> [Work instructions]: Copy out the lines of the records below, and only those lines, from the one with "1.1.2010 and 1.1.2060" through the one with "def get_metric_model_name(self) ->", exactly as they appear.

> [Given entries]:
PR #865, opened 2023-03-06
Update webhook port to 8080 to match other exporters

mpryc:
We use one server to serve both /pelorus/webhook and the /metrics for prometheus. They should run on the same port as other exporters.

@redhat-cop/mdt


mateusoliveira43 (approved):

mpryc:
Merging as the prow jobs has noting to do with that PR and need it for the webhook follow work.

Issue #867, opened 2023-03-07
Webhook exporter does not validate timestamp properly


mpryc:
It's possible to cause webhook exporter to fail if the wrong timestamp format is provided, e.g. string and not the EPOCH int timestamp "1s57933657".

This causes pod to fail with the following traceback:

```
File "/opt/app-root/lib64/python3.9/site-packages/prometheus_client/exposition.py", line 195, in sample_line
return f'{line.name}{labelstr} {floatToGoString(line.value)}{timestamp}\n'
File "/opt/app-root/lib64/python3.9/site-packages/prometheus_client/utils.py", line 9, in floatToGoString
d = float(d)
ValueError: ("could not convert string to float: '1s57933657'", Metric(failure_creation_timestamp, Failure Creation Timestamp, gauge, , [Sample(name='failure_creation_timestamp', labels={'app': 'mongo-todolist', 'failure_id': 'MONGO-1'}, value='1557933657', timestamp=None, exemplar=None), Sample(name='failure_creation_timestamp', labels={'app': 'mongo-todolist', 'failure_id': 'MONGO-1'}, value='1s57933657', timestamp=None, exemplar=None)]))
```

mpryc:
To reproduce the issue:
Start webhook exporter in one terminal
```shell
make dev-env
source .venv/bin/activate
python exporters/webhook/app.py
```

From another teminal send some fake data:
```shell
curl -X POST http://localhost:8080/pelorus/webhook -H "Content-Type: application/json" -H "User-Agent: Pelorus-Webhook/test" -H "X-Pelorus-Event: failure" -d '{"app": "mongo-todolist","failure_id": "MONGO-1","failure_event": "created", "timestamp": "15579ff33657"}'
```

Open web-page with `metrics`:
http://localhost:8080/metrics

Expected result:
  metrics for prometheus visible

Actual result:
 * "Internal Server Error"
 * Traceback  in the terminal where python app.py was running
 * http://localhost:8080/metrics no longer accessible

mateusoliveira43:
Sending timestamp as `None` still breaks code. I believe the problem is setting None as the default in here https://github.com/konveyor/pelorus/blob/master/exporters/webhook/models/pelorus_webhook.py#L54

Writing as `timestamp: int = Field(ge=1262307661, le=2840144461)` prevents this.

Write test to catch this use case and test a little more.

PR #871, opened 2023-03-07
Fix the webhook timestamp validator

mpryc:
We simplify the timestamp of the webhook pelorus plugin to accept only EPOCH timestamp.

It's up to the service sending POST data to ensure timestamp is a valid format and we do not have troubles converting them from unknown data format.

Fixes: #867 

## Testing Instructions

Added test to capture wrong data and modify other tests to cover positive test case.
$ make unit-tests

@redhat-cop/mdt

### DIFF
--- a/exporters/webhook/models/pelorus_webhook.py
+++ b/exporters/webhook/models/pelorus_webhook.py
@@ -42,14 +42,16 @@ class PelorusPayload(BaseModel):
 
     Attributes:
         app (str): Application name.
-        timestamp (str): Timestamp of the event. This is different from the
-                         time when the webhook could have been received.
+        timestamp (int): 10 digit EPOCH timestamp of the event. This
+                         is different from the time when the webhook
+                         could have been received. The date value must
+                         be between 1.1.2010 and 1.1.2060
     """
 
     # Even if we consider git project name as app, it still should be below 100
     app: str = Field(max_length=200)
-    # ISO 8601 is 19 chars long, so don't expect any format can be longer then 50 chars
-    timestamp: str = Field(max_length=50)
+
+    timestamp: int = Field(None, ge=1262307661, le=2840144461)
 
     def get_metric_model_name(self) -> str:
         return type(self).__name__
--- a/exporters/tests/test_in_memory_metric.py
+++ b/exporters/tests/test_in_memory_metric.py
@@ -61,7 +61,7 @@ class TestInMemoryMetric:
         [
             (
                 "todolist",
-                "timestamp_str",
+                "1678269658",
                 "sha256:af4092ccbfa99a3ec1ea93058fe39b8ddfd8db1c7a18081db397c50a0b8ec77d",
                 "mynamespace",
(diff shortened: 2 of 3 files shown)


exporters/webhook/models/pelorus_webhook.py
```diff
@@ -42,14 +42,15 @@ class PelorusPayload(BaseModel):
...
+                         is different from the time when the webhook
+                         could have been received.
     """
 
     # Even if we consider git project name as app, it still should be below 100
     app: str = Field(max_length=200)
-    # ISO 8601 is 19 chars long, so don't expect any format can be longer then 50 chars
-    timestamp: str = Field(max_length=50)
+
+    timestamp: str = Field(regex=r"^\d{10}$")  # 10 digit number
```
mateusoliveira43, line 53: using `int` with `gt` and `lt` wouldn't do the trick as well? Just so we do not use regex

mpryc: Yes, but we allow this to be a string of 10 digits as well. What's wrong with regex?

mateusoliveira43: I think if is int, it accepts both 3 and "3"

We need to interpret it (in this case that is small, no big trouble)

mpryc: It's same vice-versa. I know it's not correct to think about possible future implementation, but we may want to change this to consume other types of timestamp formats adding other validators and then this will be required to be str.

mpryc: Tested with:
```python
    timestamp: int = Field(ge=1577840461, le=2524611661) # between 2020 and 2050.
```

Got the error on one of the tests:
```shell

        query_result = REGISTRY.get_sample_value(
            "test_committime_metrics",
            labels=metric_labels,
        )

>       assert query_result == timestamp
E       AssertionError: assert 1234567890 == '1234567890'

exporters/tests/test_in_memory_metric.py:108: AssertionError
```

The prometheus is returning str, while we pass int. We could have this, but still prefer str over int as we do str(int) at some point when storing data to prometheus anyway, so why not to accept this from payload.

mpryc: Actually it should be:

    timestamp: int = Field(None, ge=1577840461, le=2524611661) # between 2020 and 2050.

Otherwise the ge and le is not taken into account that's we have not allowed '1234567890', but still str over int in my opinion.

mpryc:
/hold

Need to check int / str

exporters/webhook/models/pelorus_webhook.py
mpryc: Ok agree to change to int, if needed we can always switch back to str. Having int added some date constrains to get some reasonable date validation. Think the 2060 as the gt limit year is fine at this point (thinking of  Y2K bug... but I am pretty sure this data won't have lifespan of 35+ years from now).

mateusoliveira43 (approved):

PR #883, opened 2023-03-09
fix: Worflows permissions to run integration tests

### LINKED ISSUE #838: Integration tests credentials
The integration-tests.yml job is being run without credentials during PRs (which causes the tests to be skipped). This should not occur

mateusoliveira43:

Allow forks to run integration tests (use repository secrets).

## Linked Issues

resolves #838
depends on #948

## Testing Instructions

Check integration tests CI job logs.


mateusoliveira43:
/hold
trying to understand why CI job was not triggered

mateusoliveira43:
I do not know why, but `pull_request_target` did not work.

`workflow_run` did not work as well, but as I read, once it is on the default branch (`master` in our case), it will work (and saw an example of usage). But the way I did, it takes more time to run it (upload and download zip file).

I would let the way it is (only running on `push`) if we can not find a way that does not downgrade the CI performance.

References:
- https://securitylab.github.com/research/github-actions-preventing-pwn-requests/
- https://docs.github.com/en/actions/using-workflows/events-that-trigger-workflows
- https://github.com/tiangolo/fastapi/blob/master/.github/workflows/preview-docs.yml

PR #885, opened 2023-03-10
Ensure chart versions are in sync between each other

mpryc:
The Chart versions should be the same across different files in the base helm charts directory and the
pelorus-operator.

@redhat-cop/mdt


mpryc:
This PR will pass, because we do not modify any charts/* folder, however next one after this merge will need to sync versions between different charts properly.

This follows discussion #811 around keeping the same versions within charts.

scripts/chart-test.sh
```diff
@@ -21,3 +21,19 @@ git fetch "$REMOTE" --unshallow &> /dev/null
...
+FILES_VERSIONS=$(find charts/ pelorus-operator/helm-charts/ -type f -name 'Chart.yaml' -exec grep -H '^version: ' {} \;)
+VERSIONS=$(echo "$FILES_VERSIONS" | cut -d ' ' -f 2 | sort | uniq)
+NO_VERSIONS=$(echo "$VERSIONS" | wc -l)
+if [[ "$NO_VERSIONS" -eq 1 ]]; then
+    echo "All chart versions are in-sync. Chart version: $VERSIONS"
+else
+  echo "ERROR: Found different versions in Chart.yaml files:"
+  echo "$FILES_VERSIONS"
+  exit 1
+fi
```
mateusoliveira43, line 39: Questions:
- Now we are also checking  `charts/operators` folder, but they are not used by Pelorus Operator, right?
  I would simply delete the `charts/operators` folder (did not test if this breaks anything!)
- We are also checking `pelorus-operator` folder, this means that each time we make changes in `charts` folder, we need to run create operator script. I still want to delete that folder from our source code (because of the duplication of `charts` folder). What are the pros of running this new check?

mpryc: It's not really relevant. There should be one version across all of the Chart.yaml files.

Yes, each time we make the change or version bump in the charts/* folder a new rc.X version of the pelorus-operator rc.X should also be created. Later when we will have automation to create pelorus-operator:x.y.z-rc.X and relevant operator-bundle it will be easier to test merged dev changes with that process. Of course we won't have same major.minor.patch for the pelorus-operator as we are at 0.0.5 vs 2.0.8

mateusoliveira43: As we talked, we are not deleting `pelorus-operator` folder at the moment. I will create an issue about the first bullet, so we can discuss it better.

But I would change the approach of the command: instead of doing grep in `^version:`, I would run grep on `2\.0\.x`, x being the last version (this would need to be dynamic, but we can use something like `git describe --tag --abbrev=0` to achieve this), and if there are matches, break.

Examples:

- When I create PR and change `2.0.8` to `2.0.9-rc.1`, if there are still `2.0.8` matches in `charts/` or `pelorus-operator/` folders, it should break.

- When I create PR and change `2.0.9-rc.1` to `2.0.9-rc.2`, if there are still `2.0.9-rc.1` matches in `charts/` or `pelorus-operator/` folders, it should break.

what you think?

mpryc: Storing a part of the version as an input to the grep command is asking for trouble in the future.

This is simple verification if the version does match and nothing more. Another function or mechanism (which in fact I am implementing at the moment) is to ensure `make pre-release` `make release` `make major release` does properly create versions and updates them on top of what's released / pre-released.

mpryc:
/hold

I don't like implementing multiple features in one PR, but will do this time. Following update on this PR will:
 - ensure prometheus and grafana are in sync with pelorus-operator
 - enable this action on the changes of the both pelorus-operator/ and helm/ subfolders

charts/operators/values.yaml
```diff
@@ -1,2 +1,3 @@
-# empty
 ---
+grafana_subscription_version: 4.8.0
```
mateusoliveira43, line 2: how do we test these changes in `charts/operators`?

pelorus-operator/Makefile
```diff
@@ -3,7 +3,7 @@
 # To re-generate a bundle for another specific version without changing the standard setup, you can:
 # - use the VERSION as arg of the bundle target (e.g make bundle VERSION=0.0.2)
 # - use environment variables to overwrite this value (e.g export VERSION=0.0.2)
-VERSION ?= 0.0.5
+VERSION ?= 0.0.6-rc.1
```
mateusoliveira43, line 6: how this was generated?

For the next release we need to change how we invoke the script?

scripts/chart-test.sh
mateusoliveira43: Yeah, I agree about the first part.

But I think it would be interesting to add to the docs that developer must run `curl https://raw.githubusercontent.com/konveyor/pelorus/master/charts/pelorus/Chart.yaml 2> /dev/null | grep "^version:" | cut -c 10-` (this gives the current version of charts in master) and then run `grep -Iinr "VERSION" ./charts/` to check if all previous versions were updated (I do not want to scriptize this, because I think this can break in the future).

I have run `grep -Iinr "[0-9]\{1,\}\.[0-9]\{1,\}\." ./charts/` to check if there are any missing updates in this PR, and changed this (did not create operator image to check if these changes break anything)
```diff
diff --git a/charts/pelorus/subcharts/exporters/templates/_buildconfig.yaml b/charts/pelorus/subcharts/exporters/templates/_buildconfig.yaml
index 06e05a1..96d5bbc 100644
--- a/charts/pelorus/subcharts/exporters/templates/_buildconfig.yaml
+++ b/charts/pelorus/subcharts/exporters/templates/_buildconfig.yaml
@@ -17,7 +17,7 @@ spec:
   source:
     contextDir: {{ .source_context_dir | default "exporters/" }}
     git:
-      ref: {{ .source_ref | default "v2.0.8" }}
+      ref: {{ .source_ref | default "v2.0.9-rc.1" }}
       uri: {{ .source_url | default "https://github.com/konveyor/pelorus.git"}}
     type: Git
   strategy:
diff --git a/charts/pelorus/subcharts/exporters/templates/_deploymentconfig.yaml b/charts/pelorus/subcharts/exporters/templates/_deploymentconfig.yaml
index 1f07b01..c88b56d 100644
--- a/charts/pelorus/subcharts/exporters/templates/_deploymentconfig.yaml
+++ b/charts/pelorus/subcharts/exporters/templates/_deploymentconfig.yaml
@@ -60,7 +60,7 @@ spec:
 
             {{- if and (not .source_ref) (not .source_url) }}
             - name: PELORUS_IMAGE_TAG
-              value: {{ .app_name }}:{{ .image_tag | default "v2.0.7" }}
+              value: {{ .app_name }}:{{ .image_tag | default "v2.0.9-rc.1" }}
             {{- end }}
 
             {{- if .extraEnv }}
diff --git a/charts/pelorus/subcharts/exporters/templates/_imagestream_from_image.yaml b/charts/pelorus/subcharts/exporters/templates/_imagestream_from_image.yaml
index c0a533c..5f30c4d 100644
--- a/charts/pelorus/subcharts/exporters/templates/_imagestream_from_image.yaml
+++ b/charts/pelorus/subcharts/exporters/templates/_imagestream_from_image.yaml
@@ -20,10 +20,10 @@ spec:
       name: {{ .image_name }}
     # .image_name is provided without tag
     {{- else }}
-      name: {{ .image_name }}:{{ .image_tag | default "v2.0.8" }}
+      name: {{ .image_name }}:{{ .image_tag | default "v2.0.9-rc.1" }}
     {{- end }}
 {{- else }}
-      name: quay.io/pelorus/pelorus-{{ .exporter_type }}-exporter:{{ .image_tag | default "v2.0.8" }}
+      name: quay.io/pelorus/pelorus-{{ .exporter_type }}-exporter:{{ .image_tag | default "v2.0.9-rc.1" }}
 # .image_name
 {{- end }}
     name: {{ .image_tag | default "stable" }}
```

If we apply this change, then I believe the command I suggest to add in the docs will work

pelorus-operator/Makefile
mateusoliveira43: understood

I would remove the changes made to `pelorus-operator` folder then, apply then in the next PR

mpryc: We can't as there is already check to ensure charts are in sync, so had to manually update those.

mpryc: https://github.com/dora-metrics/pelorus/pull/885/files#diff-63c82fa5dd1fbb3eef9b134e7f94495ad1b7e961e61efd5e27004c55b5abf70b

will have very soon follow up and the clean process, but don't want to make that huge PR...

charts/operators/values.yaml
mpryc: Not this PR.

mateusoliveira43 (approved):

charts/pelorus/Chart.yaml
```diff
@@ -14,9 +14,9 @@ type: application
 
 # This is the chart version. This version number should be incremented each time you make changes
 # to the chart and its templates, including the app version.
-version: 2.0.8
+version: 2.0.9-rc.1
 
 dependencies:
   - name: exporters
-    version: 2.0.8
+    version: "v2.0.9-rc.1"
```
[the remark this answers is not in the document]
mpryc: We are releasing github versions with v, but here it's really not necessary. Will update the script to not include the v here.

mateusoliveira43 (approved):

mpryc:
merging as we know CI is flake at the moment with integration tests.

> [Written response]:
+                         be between 1.1.2010 and 1.1.2060
     """
 
     # Even if we consider git project name as app, it still should be below 100
     app: str = Field(max_length=200)
-    # ISO 8601 is 19 chars long, so don't expect any format can be longer then 50 chars
-    timestamp: str = Field(max_length=50)
+
+    timestamp: int = Field(None, ge=1262307661, le=2840144461)
 
     def get_metric_model_name(self) -> str:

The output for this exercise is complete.